-- Data extracts follows --

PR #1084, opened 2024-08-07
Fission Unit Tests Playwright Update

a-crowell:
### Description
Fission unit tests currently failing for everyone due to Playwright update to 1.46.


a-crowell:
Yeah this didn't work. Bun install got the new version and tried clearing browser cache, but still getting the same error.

-- Data extracts concluded --
-- Data extracts follows --

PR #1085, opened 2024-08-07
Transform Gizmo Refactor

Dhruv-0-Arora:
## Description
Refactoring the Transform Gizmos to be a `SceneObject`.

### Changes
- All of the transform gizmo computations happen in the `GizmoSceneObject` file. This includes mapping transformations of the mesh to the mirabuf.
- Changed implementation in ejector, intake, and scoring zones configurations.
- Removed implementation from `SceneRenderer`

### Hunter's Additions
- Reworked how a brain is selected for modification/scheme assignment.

-- Data extracts concluded --

What you need to do: Copy out each line of the data that includes the string "Playwright".

Response:
Fission Unit Tests Playwright Update
Fission unit tests currently failing for everyone due to Playwright update to 1.46.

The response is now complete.